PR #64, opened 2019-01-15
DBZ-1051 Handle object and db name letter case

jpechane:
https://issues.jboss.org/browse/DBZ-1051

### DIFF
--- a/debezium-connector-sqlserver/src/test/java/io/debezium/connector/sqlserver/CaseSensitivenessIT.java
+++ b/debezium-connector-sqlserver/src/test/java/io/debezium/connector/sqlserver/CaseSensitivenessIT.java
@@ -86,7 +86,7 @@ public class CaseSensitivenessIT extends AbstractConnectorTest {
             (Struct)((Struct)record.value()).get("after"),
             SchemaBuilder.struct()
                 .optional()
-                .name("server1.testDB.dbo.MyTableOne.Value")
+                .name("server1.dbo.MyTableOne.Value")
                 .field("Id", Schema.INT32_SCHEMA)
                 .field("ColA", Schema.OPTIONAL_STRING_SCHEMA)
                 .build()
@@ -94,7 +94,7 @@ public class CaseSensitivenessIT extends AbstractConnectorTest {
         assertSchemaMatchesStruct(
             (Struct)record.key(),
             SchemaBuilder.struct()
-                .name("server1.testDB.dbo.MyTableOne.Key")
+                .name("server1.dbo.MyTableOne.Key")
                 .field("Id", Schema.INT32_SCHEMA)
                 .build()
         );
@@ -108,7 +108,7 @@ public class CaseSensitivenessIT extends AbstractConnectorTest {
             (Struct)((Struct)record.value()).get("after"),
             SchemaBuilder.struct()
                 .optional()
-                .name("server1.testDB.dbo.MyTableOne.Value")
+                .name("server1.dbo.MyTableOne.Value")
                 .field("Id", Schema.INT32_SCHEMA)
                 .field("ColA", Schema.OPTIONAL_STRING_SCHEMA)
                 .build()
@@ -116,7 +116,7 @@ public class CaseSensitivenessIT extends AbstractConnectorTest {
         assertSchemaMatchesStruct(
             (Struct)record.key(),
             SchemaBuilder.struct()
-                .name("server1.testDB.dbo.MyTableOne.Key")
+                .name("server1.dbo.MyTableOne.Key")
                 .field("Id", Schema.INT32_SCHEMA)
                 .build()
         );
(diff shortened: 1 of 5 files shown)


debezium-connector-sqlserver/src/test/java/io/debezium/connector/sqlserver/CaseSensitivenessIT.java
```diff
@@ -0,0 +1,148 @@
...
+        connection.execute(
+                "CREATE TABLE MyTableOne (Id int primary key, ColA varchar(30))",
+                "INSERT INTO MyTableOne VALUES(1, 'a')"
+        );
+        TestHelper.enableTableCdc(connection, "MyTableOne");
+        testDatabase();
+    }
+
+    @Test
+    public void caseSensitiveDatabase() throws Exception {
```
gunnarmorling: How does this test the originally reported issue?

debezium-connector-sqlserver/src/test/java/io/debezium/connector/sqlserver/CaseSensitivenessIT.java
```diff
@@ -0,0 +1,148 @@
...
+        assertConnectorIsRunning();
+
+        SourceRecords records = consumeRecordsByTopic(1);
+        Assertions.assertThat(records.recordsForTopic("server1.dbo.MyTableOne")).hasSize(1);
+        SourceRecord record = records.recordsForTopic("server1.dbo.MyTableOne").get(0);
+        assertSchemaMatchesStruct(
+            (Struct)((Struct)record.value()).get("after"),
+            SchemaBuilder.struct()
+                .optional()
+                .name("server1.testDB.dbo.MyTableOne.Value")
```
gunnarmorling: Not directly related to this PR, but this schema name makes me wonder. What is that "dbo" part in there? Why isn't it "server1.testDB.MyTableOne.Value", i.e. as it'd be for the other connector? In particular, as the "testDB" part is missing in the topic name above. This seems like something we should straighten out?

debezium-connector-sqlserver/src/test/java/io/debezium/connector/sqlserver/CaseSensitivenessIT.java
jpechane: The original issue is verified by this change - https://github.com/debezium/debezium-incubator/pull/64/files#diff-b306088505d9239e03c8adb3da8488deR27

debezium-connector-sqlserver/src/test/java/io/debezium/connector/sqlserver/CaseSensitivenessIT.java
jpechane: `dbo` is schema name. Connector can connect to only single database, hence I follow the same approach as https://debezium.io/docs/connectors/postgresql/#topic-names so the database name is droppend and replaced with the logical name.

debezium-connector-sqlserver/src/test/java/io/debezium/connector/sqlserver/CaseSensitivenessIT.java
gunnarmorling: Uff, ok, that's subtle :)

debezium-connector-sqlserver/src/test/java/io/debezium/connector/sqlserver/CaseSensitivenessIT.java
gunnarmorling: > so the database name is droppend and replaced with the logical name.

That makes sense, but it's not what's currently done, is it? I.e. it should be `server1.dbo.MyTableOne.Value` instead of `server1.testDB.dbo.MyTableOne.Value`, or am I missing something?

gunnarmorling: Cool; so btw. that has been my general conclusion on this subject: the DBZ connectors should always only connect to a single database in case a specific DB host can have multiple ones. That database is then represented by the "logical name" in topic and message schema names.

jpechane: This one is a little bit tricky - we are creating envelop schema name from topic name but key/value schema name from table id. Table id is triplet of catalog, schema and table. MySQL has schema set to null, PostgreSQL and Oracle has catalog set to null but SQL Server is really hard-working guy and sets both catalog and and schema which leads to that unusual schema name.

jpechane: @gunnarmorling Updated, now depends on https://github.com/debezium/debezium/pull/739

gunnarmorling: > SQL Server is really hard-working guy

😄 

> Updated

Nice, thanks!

* * * * * * *

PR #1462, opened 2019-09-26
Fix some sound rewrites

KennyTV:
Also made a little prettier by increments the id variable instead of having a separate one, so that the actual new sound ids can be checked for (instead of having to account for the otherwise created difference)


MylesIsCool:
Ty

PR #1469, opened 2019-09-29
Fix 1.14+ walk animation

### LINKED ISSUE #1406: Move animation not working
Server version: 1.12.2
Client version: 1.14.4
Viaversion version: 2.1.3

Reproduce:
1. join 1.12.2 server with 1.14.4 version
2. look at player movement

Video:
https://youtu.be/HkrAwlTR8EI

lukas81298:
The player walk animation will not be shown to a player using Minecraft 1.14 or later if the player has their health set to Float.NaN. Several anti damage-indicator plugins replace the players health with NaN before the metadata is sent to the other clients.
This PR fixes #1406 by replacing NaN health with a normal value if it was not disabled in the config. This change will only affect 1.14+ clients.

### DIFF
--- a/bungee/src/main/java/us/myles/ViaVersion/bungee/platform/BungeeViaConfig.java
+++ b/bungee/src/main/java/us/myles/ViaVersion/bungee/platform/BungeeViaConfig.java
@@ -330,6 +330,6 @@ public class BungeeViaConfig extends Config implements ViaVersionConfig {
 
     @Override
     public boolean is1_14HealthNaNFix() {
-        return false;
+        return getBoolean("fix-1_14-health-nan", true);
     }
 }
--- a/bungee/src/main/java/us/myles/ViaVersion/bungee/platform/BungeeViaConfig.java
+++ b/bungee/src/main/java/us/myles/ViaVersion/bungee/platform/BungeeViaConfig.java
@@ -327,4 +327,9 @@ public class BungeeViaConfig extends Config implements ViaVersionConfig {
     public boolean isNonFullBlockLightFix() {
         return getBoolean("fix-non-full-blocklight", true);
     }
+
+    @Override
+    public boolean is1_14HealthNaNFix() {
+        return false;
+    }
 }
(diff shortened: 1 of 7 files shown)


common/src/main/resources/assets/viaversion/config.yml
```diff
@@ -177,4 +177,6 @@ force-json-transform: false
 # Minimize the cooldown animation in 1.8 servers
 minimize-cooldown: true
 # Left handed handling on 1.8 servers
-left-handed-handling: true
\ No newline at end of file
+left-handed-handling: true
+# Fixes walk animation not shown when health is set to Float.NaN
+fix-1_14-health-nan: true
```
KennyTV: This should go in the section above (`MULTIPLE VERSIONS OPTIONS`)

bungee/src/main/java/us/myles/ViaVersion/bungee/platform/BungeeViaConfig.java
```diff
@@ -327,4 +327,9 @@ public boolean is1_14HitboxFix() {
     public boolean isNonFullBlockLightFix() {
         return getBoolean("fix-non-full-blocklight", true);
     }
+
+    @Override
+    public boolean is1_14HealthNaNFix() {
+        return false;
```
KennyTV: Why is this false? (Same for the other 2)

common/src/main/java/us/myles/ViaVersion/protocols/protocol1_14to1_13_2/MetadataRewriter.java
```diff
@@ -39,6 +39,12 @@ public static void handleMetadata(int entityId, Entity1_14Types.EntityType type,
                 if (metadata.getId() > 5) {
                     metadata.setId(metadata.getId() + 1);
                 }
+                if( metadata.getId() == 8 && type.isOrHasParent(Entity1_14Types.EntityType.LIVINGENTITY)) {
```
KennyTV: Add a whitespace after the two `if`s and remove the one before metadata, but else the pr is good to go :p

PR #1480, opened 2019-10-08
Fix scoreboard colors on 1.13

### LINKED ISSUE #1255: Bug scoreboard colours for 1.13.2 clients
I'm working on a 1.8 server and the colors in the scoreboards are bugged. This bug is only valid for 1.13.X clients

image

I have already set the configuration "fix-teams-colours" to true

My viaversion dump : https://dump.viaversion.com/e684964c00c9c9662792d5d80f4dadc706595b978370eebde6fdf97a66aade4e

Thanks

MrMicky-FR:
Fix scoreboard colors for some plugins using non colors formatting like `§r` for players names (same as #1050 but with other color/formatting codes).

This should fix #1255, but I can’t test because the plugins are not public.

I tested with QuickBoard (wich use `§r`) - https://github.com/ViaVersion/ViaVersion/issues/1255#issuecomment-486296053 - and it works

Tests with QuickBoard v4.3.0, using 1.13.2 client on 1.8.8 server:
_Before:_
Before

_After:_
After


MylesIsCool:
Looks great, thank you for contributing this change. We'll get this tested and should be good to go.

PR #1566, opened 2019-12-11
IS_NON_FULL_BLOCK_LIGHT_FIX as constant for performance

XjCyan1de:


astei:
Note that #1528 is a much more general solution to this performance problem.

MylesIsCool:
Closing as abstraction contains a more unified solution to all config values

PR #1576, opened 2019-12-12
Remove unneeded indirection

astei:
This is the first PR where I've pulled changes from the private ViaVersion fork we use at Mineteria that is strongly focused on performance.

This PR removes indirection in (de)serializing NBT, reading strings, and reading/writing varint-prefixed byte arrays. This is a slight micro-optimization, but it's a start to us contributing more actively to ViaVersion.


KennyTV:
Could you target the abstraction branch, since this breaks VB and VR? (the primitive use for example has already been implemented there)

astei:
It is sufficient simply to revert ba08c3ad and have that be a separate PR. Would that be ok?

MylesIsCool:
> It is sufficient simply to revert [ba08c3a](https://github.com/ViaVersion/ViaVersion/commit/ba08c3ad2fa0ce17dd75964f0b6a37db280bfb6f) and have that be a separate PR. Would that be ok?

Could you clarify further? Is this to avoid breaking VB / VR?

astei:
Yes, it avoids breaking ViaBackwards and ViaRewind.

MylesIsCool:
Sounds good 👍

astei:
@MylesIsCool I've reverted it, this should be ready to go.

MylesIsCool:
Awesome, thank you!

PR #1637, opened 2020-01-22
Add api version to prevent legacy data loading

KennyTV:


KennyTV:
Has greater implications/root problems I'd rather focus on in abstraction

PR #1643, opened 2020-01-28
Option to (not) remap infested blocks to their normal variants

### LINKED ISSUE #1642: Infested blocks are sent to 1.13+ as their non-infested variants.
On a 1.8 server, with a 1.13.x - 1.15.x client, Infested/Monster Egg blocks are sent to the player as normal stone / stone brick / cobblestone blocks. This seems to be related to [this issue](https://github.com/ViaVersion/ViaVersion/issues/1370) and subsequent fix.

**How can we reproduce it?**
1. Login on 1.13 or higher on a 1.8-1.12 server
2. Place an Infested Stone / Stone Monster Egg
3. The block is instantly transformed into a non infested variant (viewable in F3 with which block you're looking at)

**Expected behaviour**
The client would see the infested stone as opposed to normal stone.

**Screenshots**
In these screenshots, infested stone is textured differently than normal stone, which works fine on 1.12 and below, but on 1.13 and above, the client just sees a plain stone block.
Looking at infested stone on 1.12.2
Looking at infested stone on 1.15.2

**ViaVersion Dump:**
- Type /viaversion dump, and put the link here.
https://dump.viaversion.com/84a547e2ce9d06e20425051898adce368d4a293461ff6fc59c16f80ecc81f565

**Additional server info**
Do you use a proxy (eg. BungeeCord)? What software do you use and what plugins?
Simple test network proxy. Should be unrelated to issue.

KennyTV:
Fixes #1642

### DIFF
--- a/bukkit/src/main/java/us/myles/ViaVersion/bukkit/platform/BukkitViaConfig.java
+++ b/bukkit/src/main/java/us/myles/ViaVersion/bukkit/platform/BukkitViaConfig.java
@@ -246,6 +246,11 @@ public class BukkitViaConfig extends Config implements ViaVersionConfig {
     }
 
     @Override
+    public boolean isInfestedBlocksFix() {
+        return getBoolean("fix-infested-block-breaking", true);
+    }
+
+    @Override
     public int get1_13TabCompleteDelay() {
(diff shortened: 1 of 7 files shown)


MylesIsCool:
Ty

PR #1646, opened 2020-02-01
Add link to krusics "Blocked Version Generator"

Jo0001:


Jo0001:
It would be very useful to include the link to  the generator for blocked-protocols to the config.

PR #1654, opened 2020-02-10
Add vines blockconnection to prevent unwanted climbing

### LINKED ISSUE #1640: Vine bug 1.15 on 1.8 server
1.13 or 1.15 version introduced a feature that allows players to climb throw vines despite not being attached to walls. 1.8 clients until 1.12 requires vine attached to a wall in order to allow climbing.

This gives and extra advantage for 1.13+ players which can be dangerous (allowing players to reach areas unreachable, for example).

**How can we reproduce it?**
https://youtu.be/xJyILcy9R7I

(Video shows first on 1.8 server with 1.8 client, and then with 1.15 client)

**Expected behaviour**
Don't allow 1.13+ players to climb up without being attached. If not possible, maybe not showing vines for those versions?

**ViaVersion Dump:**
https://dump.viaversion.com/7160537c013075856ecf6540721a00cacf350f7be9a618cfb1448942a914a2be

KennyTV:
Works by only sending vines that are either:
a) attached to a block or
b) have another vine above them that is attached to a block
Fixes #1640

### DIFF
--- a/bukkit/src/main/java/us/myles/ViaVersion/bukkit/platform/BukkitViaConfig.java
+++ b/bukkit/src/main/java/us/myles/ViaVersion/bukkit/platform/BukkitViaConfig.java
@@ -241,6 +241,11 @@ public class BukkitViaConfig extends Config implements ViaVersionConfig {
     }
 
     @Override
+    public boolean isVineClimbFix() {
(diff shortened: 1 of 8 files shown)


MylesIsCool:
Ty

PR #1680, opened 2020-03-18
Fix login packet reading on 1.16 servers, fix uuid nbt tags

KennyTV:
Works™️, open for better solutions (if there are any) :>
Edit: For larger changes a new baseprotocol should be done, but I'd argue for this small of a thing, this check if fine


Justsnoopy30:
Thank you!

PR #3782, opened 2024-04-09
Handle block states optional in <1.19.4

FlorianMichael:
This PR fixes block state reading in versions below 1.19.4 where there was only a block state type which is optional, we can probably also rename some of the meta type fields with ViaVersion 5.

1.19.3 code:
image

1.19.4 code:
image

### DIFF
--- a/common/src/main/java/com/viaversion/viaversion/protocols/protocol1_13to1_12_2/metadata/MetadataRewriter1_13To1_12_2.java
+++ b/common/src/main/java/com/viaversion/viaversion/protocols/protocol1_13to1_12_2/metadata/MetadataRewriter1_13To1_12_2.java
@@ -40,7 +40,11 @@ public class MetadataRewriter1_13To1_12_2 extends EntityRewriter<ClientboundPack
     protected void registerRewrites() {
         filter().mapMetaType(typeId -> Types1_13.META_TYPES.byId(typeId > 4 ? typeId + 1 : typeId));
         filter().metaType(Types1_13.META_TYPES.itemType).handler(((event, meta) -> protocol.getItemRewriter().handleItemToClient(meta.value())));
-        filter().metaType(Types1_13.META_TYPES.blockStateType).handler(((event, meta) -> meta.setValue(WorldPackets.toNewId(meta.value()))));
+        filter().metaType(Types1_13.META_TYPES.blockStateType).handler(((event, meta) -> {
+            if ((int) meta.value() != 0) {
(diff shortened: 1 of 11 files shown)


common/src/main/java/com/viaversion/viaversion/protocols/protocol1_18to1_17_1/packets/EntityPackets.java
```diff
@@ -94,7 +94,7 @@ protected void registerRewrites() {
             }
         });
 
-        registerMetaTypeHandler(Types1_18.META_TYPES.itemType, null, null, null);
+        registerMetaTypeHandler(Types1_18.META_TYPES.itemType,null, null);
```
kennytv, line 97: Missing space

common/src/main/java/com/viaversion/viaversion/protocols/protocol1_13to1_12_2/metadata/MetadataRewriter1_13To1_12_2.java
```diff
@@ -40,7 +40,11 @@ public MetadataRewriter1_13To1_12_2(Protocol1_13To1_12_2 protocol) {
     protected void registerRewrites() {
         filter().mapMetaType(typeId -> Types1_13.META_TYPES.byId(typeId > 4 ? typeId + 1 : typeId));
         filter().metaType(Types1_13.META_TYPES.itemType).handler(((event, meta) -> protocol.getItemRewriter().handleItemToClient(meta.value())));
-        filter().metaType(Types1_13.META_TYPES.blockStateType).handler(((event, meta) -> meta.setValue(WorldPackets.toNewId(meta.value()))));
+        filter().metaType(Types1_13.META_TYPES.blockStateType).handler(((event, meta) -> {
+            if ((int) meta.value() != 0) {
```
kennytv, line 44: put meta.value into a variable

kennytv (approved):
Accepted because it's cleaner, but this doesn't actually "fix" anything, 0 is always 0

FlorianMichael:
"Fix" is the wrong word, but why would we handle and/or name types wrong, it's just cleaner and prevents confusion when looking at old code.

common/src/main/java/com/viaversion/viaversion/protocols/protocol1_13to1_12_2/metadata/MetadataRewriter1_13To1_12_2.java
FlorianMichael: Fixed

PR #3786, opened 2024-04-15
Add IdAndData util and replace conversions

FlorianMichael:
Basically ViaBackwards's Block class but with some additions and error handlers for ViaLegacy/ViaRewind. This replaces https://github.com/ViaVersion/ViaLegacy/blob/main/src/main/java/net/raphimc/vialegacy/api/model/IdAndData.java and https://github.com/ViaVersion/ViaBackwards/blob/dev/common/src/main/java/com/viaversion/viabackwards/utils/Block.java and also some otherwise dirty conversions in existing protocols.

* * * * * * *

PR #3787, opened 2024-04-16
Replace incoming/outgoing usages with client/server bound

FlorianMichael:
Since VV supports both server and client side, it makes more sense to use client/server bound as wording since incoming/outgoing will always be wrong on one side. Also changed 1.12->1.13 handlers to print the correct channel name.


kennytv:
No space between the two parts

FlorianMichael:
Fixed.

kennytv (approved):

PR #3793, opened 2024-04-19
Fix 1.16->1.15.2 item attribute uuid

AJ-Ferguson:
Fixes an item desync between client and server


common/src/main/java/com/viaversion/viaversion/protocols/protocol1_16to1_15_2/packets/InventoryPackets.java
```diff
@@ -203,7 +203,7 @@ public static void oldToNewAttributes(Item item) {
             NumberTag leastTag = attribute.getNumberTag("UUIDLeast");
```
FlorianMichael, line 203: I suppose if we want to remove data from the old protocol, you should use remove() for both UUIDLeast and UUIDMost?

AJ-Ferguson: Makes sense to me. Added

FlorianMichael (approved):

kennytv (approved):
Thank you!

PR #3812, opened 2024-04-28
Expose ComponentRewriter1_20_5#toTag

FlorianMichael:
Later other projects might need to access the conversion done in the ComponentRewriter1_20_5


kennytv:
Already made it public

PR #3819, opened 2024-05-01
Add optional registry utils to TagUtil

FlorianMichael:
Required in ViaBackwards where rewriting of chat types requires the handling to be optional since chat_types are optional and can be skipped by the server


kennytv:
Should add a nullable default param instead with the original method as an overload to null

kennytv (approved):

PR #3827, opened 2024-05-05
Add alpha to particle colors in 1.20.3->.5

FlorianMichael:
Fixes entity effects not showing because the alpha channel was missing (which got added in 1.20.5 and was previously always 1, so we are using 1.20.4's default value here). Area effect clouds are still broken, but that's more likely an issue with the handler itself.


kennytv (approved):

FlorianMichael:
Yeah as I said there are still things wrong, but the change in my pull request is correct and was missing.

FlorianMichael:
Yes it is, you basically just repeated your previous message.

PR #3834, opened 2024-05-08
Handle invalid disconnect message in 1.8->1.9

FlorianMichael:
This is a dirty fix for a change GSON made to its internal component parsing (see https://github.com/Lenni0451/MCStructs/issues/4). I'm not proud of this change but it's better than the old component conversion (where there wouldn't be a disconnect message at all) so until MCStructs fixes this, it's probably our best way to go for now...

* * * * * * *

Restate word for word only the lines above from the line containing "Yeah as I said" to the line containing "This is a dirty", both of them included.

- WRITTEN RESPONSE -
Yeah as I said there are still things wrong, but the change in my pull request is correct and was missing.

FlorianMichael:
Yes it is, you basically just repeated your previous message.

PR #3834, opened 2024-05-08
Handle invalid disconnect message in 1.8->1.9

FlorianMichael:
This is a dirty fix for a change GSON made to its internal component parsing (see https://github.com/Lenni0451/MCStructs/issues/4). I'm not proud of this change but it's better than the old component conversion (where there wouldn't be a disconnect message at all) so until MCStructs fixes this, it's probably our best way to go for now...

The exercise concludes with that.